• [Work required]
Repeat exactly, and only, the lines of the entries below from the one with "Query fan-out: long" through the one with "## What's wrong", both ends included.

• [Stored entries]
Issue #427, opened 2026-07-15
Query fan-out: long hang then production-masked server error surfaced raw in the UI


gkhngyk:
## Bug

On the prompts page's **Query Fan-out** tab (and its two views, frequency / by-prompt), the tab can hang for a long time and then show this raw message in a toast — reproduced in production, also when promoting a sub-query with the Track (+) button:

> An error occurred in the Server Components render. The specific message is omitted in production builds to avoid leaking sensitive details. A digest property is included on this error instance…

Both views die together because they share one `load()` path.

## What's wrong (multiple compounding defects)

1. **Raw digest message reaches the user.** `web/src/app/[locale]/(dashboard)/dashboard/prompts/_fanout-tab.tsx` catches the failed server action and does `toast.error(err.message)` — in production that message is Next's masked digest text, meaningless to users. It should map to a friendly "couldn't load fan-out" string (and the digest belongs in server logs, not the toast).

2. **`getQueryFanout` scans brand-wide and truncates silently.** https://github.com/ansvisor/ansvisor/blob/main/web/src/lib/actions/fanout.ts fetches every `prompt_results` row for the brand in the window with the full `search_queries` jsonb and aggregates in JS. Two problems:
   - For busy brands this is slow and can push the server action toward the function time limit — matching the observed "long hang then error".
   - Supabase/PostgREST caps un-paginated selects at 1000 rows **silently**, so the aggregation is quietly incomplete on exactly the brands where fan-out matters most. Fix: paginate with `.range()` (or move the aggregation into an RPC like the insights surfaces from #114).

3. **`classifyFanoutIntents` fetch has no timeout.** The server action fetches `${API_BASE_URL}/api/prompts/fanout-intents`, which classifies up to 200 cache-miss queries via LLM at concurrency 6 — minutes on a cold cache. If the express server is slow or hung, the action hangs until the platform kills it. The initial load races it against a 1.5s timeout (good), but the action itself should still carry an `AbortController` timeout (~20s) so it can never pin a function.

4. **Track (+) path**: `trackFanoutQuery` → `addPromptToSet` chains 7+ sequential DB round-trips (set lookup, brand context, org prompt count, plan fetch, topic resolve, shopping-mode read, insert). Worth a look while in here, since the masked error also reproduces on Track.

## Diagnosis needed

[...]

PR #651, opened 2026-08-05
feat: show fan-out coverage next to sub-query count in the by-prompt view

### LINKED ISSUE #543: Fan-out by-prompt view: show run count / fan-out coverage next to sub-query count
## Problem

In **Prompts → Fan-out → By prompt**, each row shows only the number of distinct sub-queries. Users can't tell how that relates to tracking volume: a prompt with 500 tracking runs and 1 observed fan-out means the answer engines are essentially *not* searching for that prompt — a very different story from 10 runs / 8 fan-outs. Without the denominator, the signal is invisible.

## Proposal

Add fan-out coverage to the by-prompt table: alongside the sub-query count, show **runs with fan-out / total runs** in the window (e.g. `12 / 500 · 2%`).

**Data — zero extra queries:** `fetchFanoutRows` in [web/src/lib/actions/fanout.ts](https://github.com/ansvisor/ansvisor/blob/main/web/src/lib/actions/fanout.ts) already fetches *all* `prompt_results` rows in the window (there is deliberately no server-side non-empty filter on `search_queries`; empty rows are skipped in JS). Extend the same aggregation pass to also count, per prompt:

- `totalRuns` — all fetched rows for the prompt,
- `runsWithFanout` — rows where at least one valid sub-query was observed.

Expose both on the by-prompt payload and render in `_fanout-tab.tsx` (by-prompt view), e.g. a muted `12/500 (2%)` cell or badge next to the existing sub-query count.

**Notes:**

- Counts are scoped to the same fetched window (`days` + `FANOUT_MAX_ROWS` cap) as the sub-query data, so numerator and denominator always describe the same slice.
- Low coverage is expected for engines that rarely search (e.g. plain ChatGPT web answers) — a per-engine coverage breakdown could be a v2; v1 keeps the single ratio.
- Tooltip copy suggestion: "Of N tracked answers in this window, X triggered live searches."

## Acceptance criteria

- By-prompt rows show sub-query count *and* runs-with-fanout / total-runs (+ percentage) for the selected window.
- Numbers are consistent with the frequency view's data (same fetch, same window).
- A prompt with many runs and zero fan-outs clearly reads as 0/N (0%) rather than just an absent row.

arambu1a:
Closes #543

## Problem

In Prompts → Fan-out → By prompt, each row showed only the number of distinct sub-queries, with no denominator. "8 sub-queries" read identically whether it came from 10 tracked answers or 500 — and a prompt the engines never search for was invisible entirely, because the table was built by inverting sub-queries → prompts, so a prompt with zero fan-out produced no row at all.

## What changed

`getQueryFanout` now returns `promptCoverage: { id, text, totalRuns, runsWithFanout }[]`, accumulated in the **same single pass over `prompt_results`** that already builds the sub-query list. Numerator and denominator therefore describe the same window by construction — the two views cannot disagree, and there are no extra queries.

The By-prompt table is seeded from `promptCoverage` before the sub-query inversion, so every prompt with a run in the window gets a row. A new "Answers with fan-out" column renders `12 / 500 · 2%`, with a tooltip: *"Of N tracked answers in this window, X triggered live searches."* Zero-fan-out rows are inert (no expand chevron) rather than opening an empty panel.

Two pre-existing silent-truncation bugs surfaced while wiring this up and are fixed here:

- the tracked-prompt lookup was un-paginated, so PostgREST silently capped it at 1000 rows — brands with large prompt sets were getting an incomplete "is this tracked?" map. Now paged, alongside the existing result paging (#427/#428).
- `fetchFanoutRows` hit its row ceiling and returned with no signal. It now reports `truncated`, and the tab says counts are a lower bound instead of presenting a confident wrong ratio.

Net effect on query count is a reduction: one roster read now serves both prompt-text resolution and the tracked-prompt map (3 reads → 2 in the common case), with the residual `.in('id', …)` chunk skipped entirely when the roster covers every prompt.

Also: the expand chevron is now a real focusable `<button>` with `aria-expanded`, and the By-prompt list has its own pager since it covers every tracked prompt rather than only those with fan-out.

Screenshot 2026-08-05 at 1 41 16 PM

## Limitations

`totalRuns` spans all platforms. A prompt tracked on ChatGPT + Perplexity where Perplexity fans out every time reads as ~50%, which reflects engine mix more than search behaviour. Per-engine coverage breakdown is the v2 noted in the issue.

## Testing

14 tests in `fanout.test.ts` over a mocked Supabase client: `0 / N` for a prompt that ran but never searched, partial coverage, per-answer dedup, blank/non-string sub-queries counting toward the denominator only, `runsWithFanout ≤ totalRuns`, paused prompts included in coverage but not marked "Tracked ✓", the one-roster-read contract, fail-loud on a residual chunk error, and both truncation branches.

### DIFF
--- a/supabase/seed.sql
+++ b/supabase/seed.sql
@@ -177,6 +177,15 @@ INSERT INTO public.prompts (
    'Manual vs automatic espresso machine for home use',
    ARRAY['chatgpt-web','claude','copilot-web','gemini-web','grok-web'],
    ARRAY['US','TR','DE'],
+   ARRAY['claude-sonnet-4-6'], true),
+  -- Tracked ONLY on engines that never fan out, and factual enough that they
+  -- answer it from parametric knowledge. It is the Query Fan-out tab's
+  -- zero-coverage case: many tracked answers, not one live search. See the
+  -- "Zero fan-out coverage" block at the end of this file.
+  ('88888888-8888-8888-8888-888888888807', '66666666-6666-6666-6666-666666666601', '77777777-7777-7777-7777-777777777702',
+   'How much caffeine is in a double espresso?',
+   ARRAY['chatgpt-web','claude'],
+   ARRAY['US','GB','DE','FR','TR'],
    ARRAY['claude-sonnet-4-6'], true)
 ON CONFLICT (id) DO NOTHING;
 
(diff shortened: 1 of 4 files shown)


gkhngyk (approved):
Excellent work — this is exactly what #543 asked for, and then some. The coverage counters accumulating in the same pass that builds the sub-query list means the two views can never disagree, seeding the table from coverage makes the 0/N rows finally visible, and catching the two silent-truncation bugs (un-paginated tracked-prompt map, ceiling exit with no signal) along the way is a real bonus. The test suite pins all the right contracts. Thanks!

• [Reply]
Query fan-out: long hang then production-masked server error surfaced raw in the UI


gkhngyk:
## Bug

On the prompts page's **Query Fan-out** tab (and its two views, frequency / by-prompt), the tab can hang for a long time and then show this raw message in a toast — reproduced in production, also when promoting a sub-query with the Track (+) button:

> An error occurred in the Server Components render. The specific message is omitted in production builds to avoid leaking sensitive details. A digest property is included on this error instance…

Both views die together because they share one `load()` path.

## What's wrong (multiple compounding defects)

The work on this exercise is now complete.